#### [INFORMATION PROVIDED]
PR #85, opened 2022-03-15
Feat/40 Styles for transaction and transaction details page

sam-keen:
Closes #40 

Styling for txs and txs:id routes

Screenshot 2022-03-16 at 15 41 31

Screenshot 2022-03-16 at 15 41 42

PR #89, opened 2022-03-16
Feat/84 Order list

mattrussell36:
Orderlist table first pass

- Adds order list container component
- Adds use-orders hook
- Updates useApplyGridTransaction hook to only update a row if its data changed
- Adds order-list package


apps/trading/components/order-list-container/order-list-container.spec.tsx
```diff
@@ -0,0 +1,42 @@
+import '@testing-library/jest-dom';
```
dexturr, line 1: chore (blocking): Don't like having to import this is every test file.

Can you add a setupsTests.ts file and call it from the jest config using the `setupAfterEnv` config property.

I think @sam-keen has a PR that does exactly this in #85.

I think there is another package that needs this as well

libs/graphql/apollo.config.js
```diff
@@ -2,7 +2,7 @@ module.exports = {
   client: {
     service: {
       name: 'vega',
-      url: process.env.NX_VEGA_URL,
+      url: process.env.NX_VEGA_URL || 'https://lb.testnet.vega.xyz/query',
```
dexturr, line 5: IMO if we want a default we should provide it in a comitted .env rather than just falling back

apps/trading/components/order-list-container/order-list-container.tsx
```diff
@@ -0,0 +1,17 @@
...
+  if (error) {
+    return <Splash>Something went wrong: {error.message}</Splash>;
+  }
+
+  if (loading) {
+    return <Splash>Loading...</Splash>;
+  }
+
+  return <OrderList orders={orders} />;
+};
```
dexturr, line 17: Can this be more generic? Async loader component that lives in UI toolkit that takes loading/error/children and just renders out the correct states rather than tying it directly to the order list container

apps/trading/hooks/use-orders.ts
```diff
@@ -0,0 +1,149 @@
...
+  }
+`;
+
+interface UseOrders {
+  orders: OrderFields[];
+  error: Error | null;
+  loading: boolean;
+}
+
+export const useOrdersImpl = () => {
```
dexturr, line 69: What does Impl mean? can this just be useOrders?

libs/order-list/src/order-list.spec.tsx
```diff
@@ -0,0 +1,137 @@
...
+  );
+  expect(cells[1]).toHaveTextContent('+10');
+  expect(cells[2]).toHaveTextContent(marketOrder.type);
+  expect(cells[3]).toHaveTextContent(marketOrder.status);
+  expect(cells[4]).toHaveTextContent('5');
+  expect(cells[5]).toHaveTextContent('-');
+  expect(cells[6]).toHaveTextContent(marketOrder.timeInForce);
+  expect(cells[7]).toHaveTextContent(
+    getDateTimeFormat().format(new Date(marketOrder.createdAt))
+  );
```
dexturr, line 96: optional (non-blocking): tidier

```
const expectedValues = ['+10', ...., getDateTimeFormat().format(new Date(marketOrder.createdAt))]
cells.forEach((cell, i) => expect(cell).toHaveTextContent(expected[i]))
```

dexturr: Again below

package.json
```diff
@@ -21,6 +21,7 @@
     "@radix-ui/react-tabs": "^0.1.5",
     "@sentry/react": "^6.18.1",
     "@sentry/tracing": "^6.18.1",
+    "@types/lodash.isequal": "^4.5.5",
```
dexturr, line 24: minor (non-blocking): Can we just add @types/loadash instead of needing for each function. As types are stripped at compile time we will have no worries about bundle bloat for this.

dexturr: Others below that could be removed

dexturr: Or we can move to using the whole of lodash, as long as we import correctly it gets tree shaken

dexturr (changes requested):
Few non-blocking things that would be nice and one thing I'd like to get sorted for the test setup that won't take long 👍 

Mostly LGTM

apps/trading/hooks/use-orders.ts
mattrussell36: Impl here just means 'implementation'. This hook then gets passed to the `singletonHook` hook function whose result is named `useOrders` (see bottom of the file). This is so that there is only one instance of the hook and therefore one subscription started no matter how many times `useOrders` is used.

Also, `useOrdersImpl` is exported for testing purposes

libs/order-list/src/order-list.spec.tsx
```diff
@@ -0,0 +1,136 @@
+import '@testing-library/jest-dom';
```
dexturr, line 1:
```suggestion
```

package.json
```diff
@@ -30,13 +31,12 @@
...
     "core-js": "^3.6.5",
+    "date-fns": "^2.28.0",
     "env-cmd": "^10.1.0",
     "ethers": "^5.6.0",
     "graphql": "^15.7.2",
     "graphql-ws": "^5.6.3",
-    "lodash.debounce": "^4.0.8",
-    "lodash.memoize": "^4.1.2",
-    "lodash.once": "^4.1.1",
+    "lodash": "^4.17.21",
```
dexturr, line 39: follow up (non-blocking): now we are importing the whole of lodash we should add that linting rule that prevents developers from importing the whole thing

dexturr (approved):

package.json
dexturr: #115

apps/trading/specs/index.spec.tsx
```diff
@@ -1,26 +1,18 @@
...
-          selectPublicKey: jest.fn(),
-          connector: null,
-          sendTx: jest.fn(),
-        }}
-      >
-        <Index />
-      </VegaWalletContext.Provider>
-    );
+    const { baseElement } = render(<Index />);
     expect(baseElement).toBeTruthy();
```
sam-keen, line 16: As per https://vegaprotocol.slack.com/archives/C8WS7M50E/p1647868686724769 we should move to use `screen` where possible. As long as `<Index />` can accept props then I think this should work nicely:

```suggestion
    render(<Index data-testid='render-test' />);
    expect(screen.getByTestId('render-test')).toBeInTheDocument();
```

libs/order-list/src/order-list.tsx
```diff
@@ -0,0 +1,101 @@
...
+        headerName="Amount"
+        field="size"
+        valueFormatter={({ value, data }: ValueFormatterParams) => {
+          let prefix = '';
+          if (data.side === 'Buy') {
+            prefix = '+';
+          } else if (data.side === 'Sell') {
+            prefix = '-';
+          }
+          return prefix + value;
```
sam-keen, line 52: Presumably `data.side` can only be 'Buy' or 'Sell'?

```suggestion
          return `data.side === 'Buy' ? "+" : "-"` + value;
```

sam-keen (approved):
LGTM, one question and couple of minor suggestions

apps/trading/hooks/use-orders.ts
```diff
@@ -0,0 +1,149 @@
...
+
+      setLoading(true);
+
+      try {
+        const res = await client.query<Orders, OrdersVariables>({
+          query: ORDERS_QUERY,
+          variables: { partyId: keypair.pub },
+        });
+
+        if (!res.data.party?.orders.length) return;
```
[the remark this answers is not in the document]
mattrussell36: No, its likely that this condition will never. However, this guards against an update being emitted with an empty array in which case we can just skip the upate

#### [DIRECTIONS]
Every line above in which the word "then" occurs is to be copied.

#### [SOLUTION FOR THIS TASK]
mattrussell36: Impl here just means 'implementation'. This hook then gets passed to the `singletonHook` hook function whose result is named `useOrders` (see bottom of the file). This is so that there is only one instance of the hook and therefore one subscription started no matter how many times `useOrders` is used.
sam-keen, line 16: As per https://vegaprotocol.slack.com/archives/C8WS7M50E/p1647868686724769 we should move to use `screen` where possible. As long as `<Index />` can accept props then I think this should work nicely:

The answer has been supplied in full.